Details
-
Bug
-
Status: Resolved
-
Major
-
Resolution: Not A Problem
-
0.10.2.0
-
None
-
None
Description
This issue is related to the recovery process of a global store. It might be that I'm misunderstanding the design of the global store as it's all quite new to me, but I wanted to verify this case.
I'm trying to create a global store with a processor which transforms the values from the source and puts them into the state store, and I want all these transformed values to be available in every streams job (therefore the use of a global store)
I'll give you an example which I created based on an existing Kafka Streams unit test:
final StateStoreSupplier storeSupplier = Stores.create("my-store") .withStringKeys().withIntegerValues().inMemory().disableLogging().build(); final String global = "global"; final String topic = "topic"; final KeyValueStore<String, String> globalStore = (KeyValueStore<String, String>) storeSupplier.get(); final TopologyBuilder topologyBuilder = this.builder .addGlobalStore(globalStore, global, STRING_DESERIALIZER, STRING_DESERIALIZER, topic, "processor", define(new ValueToLengthStatefulProcessor("my-store"))); driver = new ProcessorTopologyTestDriver(config, topologyBuilder); driver.process(topic, "key1", "value1", STRING_SERIALIZER, STRING_SERIALIZER); driver.process(topic, "key2", "value2", STRING_SERIALIZER, STRING_SERIALIZER); assertEquals("value1".length(), globalStore.get("key1")); assertEquals("value2".length(), globalStore.get("key2"));
The ValueToLengthStatefulProcessor basically takes the incoming value, calculates the length of the string, and puts the result in the state store.

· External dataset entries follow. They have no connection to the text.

PR #138, opened 2020-10-28
Add abstraction::nv::read_full to fully read an NV Index

puiterwijk:
It is not possible to read an NV Index in one request if the contents are larger than
the implementation's `TPM_PT_NV_BUFFER`.
This functions repeats over the length of the buffer, to ensure it is possible to read
everything.

### DIFF
--- a/src/abstraction/nv.rs
+++ b/src/abstraction/nv.rs
@@ -1,0 +1,39 @@
+// Copyright 2020 Contributors to the Parsec project.
+// SPDX-License-Identifier: Apache-2.0
+
+use crate::{
+    constants::tags::PropertyTag,
+    handles::{AuthHandle, NvIndexHandle, NvIndexTpmHandle, TpmHandle},
+    Context, Result,
+};
+
+/// Allows reading an NV Index completely, regardless of the max TPM NV buffer size
+pub fn read_full(
+    context: &mut Context,
+    auth_handle: AuthHandle,
+    nv_index_handle: NvIndexTpmHandle,
+) -> Result<Vec<u8>> {
+    let maxsize = match context.get_tpm_property(PropertyTag::NvBufferMax)? {
+        Some(val) => val,
+        None => 512,
+    } as usize;
+
+    let nv_idx = TpmHandle::NvIndex(nv_index_handle);
+    let nv_idx = context.execute_without_session(|ctx| ctx.tr_from_tpm_public(nv_idx))?;
+    let nv_idx: NvIndexHandle = nv_idx.into();
+
+    let (nvpub, _) = context.execute_without_session(|ctx| ctx.nv_read_public(nv_idx))?;
+    let nvsize = nvpub.data_size();
+
+    let mut result = Vec::new();
+    result.reserve_exact(nvsize);
+
+    for offset in (0..nvsize).step_by(maxsize) {
+        let size: u16 = std::cmp::min(maxsize, nvsize - offset) as u16;
+
+        let res = context.nv_read(auth_handle, nv_idx, size, offset as u16)?;
+        result.extend_from_slice(&res);
+    }
+
+    Ok(result)
+}
--- a/src/constants/tags/property.rs
+++ b/src/constants/tags/property.rs
@@ -1,0 +1,101 @@
+// Copyright 2020 Contributors to the Parsec project.
+// SPDX-License-Identifier: Apache-2.0
+use crate::{constants::tss::*, tss2_esys::TPM2_PT, Error, Result, WrapperErrorKind};
+use log::error;
+use num_derive::{FromPrimitive, ToPrimitive};
+use num_traits::{FromPrimitive, ToPrimitive};
+use std::convert::{From, TryFrom};
+
+#[derive(FromPrimitive, ToPrimitive, Debug, Clone, Copy, PartialEq, Eq, Hash)]
+#[repr(u32)]
+pub enum PropertyTag {
+    None = TPM2_PT_NONE,
+    // Fixed
+    FamilyIndicator = TPM2_PT_FAMILY_INDICATOR,
+    Level = TPM2_PT_LEVEL,
+    Revision = TPM2_PT_REVISION,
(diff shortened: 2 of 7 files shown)


src/abstraction/nv.rs
```diff
@@ -0,0 +1,37 @@
...
+// SPDX-License-Identifier: Apache-2.0
+
+use crate::{
+    handles::{AuthHandle, NvIndexHandle, NvIndexTpmHandle, TpmHandle},
+    Context, Result,
+};
+
+// Source: TCG PC Client Platform TPM Profile Specification for TPM 2.0
+// Version 1.05, Revision 14, section 4.1, table 1
+const TPM_PT_NV_BUFFER_MAX: usize = 512;
```
ionut-arm, line 11: Two things worth mentioning here:
* there is already a (wrong) definition of this constant [here](https://github.com/parallaxsecond/rust-tss-esapi/blob/master/src/constants/tss.rs#L424) where it follows the Trusted Platform Module Library Part 2: Structures, page 51. I think the value in that `tss.rs` file is actually the property code that can be used with `GetCapability` to actually obtain the true value of `TPM_PT_NV_BUFFER_MAX` from the TPM. I'll raise a bug for this, maybe we should change those `PT`s to an enum to indicate what they're intended for.
* this 512 that you used is for PC clients only (as you stated in the comment). I think there's a need to either mark the function below as only working with PC TPMs or to make it more flexible by using `GetCapability`

src/abstraction/nv.rs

Note the difference in types between the source stream (string values) and the data store (integer values)
If I understand global stores correctly and based on what I've tried out already, the stream of data runs like this:
a source stream named "global" reading values from a Kafka topic called "topic" -> ValueToLengthStatefulProcessor -> "my-store" state store
However, when the streams job starts up it runs the recovery process by reading out the source stream again. I've noticed that in this case it seems to skip the processor entirely and acts like the source stream is the changelog of the state store, making the data flow like this during the recovery process:
source stream -> "my store" state store
Because it acts like the source stream is the changelog of the state store, it also tries to use the deserializer of the state store. This won't work since the values of the state store should be integers, while the values in the source stream are strings.

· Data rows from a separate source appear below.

PR #139, opened 2020-10-28
Add abstraction::ek module

puiterwijk:
This adds the public functions `create_ek` and `retrieve_ek_pubcert`,
to create a handle to a created EK object and retrieve the endorsement key
public certificate from the NV index, respectively.

### DIFF
--- a/src/abstraction/ek.rs
+++ b/src/abstraction/ek.rs
@@ -1,0 +1,136 @@
+// Copyright 2020 Contributors to the Parsec project.
+// SPDX-License-Identifier: Apache-2.0
+
+use crate::{
+    abstraction::nv,
+    constants::{algorithm::AsymmetricAlgorithm, tss::*},
+    handles::{AuthHandle, KeyHandle, NvIndexTpmHandle, TpmHandle},
+    tss2_esys::{
+        ESYS_TR_RH_ENDORSEMENT, TPM2B_ECC_PARAMETER, TPM2B_PUBLIC, TPM2B_PUBLIC_KEY_RSA,
+        TPMS_ECC_PARMS, TPMS_ECC_POINT, TPMS_RSA_PARMS, TPMS_SCHEME_HASH, TPMT_ECC_SCHEME,
+        TPMT_KDF_SCHEME, TPMT_RSA_SCHEME, TPMT_SYM_DEF_OBJECT, TPMU_ASYM_SCHEME, TPMU_SYM_KEY_BITS,
+        TPMU_SYM_MODE,
+    },
+    utils::{ObjectAttributes, PublicIdUnion, PublicParmsUnion, Tpm2BPublicBuilder},
+    Context, Result,
+};
+
+// Source: TCG EK Credential Profile for TPM Family 2.0; Level 0 Version 2.3 Revision 2
+// Section 2.2.1.4 (Low Range) for Windows compatibility
+const RSA_2048_EK_CERTIFICATE_NV_INDEX: u32 = 0x01c00002;
+const ECC_P256_EK_CERTIFICATE_NV_INDEX: u32 = 0x01c0000a;
+
+// Source: TCG EK Credential Profile for TPM Family 2.0; Level 0 Version 2.3 Revision 2
+// Appendix B.3.3 and B.3.4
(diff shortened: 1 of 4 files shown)


puiterwijk:
I am going to guess that the TPM in the test does not get issued with an EK cert. I'll look at adding that to the test server initialization.

src/abstraction/ek.rs
```diff
@@ -0,0 +1,171 @@
...
+
+    // TPM2_PolicySecret(TPM_RH_ENDORSEMENT)
+    // With 32 null-bytes attached, because of the type of with_auth_policy
+    let authpolicy: [u8; 64] = [
+        0x83, 0x71, 0x97, 0x67, 0x44, 0x84, 0xb3, 0xf8, 0x1a, 0x90, 0xcc, 0x8d, 0x46, 0xa5, 0xd7,
+        0x24, 0xfd, 0x52, 0xd7, 0x6e, 0x06, 0x52, 0x0b, 0x64, 0xf2, 0xa1, 0xda, 0x1b, 0x33, 0x14,
+        0x69, 0xaa, 0x00, 0x00, 0x00, 0x00, 0x00, 0x00, 0x00, 0x00, 0x00, 0x00, 0x00, 0x00, 0x00,
+        0x00, 0x00, 0x00, 0x00, 0x00, 0x00, 0x00, 0x00, 0x00, 0x00, 0x00, 0x00, 0x00, 0x00, 0x00,
+        0x00, 0x00, 0x00, 0x00,
+    ];
```
ionut-arm, line 72: How was this computed?

src/abstraction/ek.rs
```diff
@@ -0,0 +1,171 @@
...
+            })))
+            .build(),
+    }
+}
+
+/// Create the Endorsement Key object from the specification templates
+pub fn create_ek_object(context: &mut Context, alg: AsymmetricAlgorithm) -> Result<KeyHandle> {
+    let ek_public = create_ek_public_from_default_template(alg)?;
+
+    let ses = create_nullauth_session(context)?;
```
ionut-arm, line 141: I see in the function below you flush the context of the `nullauth` session - is there no need to do that here?

ionut-arm (commented):
Thanks! Looks good overall, left a couple of comments.

I'm guessing from your comments that this is intended specifically for TPM usage with Windows platforms?

puiterwijk:
> I'm guessing from your comments that this is intended specifically for TPM usage with Windows platforms?

No, it's just the case that most TPMs have their Endorsement Certs in the locations that Windows asks for.

src/abstraction/ek.rs
puiterwijk: That is the TPM policy digest value of a clear session where `TPM2_PolicySecret(TPM_RH_ENDORSEMENT)` was executed (theoretically).
This value comes straight from the TCG EK Credential Profile for TPM Family 2.0; Level 0 Version 2.3 Revision 2 spec.

src/abstraction/ek.rs
puiterwijk: Yep, that was needed. I just added the `execute_with_nullauth_session` to `Context`, since there may be more cases where you need to run something that's `TPM_ST_SESSIONS` without actually needing to do authentication.

src/context.rs
```diff
@@ -237,6 +238,36 @@ impl Context {
...
+    where
+        // We only need to call f once, so it can be FnOnce
+        F: FnOnce(&mut Context) -> Result<T>,
+    {
+        let session = match self.start_auth_session(
+            None,
+            None,
+            None,
+            SessionType::Hmac,
+            Cipher::aes_256_cfb(),
```
ionut-arm, line 252: Just FYI - in the future this might need to be made configurable (maybe storing a "default cipher" on `Context`), because not all TPMs support 256 bit AES. We've had problems with that for Parsec

ionut-arm (approved):
Looks good!

src/context.rs
puiterwijk: I might just set it to 128 bit AES then for now.
This is a nullauth session, so not used for any actual authentication anyway.

ionut-arm (approved):

Superhepper (approved):
Looks good to me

So all this will startup nicely as long as the source stream has no values yet. However, once the source stream has (string) values, the startup recovery process will fail since it will be sourcing directly to the state store instead of passing the source values to the processor.
I believe this is caused by the following line of code in TopologyBuilder.addGlobalStore, which connects the store directly to the source topic.
https://github.com/apache/kafka/blob/0.10.2.0/streams/src/main/java/org/apache/kafka/streams/processor/TopologyBuilder.java#L507
Please let me know if I'm totally misunderstanding how global stores should work. But I think this might be a crucial bug or design flaw.